MAKALAH : RINGKASAN HIJRAH NABI MUHAMMAD SAW. KE YATSRIB PADAT DAN JELAS
HIJRAH NABI MUHAMMAD SAW. KE YATSRIB
Oleh :
Nova Santoso
NIM. 1725143217
A. Peristiwa Hijrah ke Yatsrib
Dengan meninggalnya abu thalib dan khadijahrosulullah menghadapi berbagai macam bahaya dan cobaan yang didatangkan oleh kaum kafir quraisy dan pemimpin pemimpin kota lainnya. Diantara peristiwa yang sangat menyakitkan adalah peristiwa yang dialami oleh Nabi Saw. di Thaif.
Setelah peristiwa itu nabi menjuruskan dakwahnya kepada para jemaah jemaah haji dari seluruh penjuru arab. Diperkenalkannya dirinya serta diperkenalkan pula seruan islam dan pokok pokok agama baru itu kepada mereka.[1]
Ketika berada di Aqabah, nabi bertemu dengan sekelompok orang dari kabilah kharaj yang berasal dari madinah. Beliau mengajak mereka untuk menyembah Allah, menjelaskan tentang islam kepada mereka serta membacakan Al-Quran. Kabilah kharaj bertetangga dengan yahudi dimadinah. Mereka telah mendengar dari kaum yahudi bahwa akan datangnya nabi yang sudah dekat dengan masa kalian. Sebagian dari mereka kemudian berkata kepada sebagian yang lain bahwa “wahai kaum ! kalian mengetahui, demi Allah bahwa orang ini adalah nabi yang telah dikabarkan kaum yahudi kepada kalian. Maka jangan sampai kalian didahului oleh mereka, sambut dia, berimanlah kepadanya.” Maka pada musim haji berikutnya datanglah 12 orang dari yatsrib menemui rosululloh di aqabah. Mereka membaiat kepada rasululloh untuk bertauhid, menahan diri dari mencuri, berzina dan membunuh anak-anak mereka, serta taat dalam kebaikan (Bai’atul Aqabah Pertama). Nabi mengutus Mush’ab bin ‘umair untuk ikut ke yatsrib bersama rombongan guna menyebarkan dakwah islam disana.
Pada tahun berikutnya, Mush’ab kembali ke makkah bersama dengan 75 anshar melaksanakan ibadah Haji serta bertemu Rasulullah di lereng Aqabah. Maka dalam pertemuan ini Rasulullah meminta baiat dari kaum anshar untuk melindungi nya sebagaimana mereka melindungi istri dan anak anaknya.

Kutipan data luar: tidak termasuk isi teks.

PR #13171, opened 2023-04-19
Enable mixed-dtype decimal/scalar binary operations

### LINKED ISSUE #13170: [BUG] ValueError when multiplying decimal columns of large precision with scalars
#13034 introduced a regression when attempting to multiply decimal columns and scalars:

```python
from decimal import Decimal

import cudf

cudf.Series([1, 2, 3, 4], dtype=cudf.Decimal128Dtype(38, 0)) * Decimal('100.0')
# ValueError: scale=-39 exceeds precision=38
```

The problematic change is this line:

https://github.com/rapidsai/cudf/commit/0b59fdad43fa5fd35287748a57d800e8db37c416#diff-ab0b6c0cb47275bf318fb8392675fe9f1e17ec9b0b31a5a2d8c9440d503d0c89R160

We shouldn't try to cast the scalar to the same data type as the input in every situation.

shwina:
Also closes #13170


python/cudf/cudf/core/column/decimal.py
```diff
@@ -157,7 +157,13 @@ def normalize_binop_value(self, other):
                 other = other.astype(self.dtype)
             return other
         elif is_scalar(other) and isinstance(other, (int, Decimal)):
-            return cudf.Scalar(Decimal(other), dtype=self.dtype)
+            other = Decimal(other)
+            metadata = other.as_tuple()
+            precision = max(len(metadata.digits), metadata.exponent)
+            scale = -metadata.exponent
+            return cudf.Scalar(
```
wence-, line 164: If `other` is `Decimal` should this not somehow end up going through the same normalisation as above with `cudf.Scalar` with decimal dtypes? Or does it not matter?

I'm pretty shaky on all the decimal stuff though, so ...

wence- (commented):
One query

wence-:
Merged trunk which will hopefully fix the wheelbuild fails.

PR #493, opened 2015-10-22
if only line data exists and no other data, turn _deltaX to 1.0

liuxuan30:
if only line data exists and no other data in combined chart, turn _deltaX to 1.0, just like what LineChartView did

This is for https://github.com/danielgindi/ios-charts/issues/329 and what @jwardle asked in my PR #269


danielgindi:
Thanks! Please have your descriptions more to-the-point next time :-) It's hard to understand what the change actually does...

liuxuan30:
OK. The problem is sometimes there is only line chart data, no bubble, no bar, no candle. So the _deltaX is not correct. This fix it, taking example from LineChartView

PR #498, opened 2015-10-23
Fixed drag offset panning bug

leoMehlig:
Fixed a bug where panning was disabled in BarLineChart if a drag offset
was set

Could also be merged manually since it is only one line/“!”


danielgindi:
Thanks!

leoMehlig:
Don't know if that is indented, but if the chart is fully zoomed out the drag offset still doesn't work

PR #499, opened 2015-10-23
Drag offset fix (again)

leoMehlig:
There was a bug in the previous fix. This one should now work correctly. Sorry for that.

### DIFF
--- a/Charts/Classes/Charts/BarLineChartViewBase.swift
+++ b/Charts/Classes/Charts/BarLineChartViewBase.swift
@@ -928,9 +928,10 @@ public class BarLineChartViewBase: ChartViewBase, BarLineScatterCandleBubbleChar
         
         if (gestureRecognizer == _panGestureRecognizer)
         {
-            if (_dataNotSet || !_dragEnabled || self.hasNoDragOffset ||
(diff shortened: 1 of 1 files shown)


danielgindi:
Please first match it with the logic on the Android part

Also please fix the code styling...

danielgindi:
Ok logic seems fine, but curly brackets should always be on a new line for clarity.
Also there should only be one commit in such a PR...

```
if _dataNotSet || !_dragEnabled || 
   (self.hasNoDragOffset && self.isFullyZoomedOut && !self.isHighlightPerDragEnabled)
{
  return false
}
```

danielgindi:
The code that I've pasted here (which is actually the way you wrote it, only styled) matches the android logic, I checked. Android and iOS thinks differently about gestures, but the logics of those flags stayed the same.

**Please squash everything into one commit.**

leoMehlig:
Shall I create a new PR with all the things I've changed in one commit?

codeHatcher:
Is this fixed in v2.1.5 @danielgindi? I'm running into this issue all of a sudden and am trying to troubleshoot.

danielgindi:
No its in `master`, a version release will take place soon.

> .
>

PR #500, opened 2015-10-23
Adds test support without cocoapods

petester42:
Addresses #414 

Like #422 this does not use cocoapods as to not create an xcworkspace. For now this uses `XCTest` but  could be moved to `Quick` and `Nimble` if everyone likes it better.


danielgindi:
Looks good!
I think we should add tests for the beziers too, and add edge cases (viewport encloses beginning/end of a large dataset, instead of being fully zoomed out)
But this is a good start!

petester42:
For sure. I was just putting the infrastructure in place.

danielgindi:
Can't auto-merge, I think it clashes with the tvOS project changes

petester42:
Alright. I'll rebase and make things work.

petester42:
That should fix it

danielgindi:
Compiles fine and runs just fine :-)

yas375:
@petester42 thanks! :+1: :rocket:

danielgindi:
How do we re-generate those images?

While adding rotation support to labels, I have removed some "predefined" values that were there to adjust drawing quirks. Now we control the drawing more accurately and do not need those. But things have changed on a pixel level and all tests fail :(

petester42:
In `setup` add `record = true`. An example can be seen [here](https://github.com/facebook/ios-snapshot-test-case/blob/master/FBSnapshotTestCaseDemo/FBSnapshotTestCaseDemoTests/FBSnapshotTestCaseDemoTests.m). It's in objective-c but it's the same thing.

petester42:
Possibly all test can have it written but set to no just to make it easier to understand.

danielgindi:
Thanks :-)

PR #502, opened 2015-10-24
Update LICENSE

kiliankoe:
According to the appendix on http://www.apache.org/licenses/LICENSE-2.0 this is enough
for licensing a project under the Apache license 2.0.

I included the current year and your name by hand, please make sure this is correct before merging, thanks :)


petester42:
its not the same thing. What you are talking about is how to apply it to your code files.

kiliankoe:
Oh, I must've misunderstood. Sorry. But at least the appendix at the bottom shouldn't be necessary then, right?

petester42:
I guess but there is really no point in removing it just because.

PR #503, opened 2015-10-24
draw the hollow candlesticks in the traditional way

jfcasley:
i.e individual upper and lower wicks


danielgindi:
1. Please show what you mean with images so we can compare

Ketika Rasulullah telah membaiat kaum anshar untuk membela islam dan melindungi beliau serta pengikutnya. Maka Nabi saw. Langsung menginstruksikan agar para sahabatnya untuk segera berhijrah ke Yastrib, sejak saat itu kota Mekah menjadi kosong dari populasi muslim. Yang tersisa hanya Nabi saw., Abu Bakar, dan Ali bin Abi Thalib. Sebenarnya Abu Bakar pun sudah berniat untuk mengikuti jejak orang-orang muslim yang telah berhijrah sebelumnya, Namun ketika ia meminta izin kepada Nabi saw. akan maksud itu, Nabi menjawab dengan cara sungguh-sungguh, mengingat situasi yang semakin kritis. Nabi mengatakan kepada Abu Bakar “jangan tergesah-gesah, mudah-mudahan Allah swt. Memberimu seorang teman”. Pernyataan tersebut membuat Abu Bakar sangat gembira, karena dia berharap mudah-mudahan teman yang dimaksud Nabi saw. adalah dirinya sendiri. Ungkapan Nabi saw. dan harapan Abu Bakar tersebut menunjukkan bahwa keputusan hijrahnya Nabi saw. ke Madinah sangat rahasia, sehingga sahabat terdekatnyapun nyaris tidak mengetahuinya. Bahkan sebagian besar dari pengikutnya memperkirakan bahwa Nabi saw. akan tetap di Mekah melanjutkan perjuangannya, setelah memerintahkan pengikutnya untuk berhijrah.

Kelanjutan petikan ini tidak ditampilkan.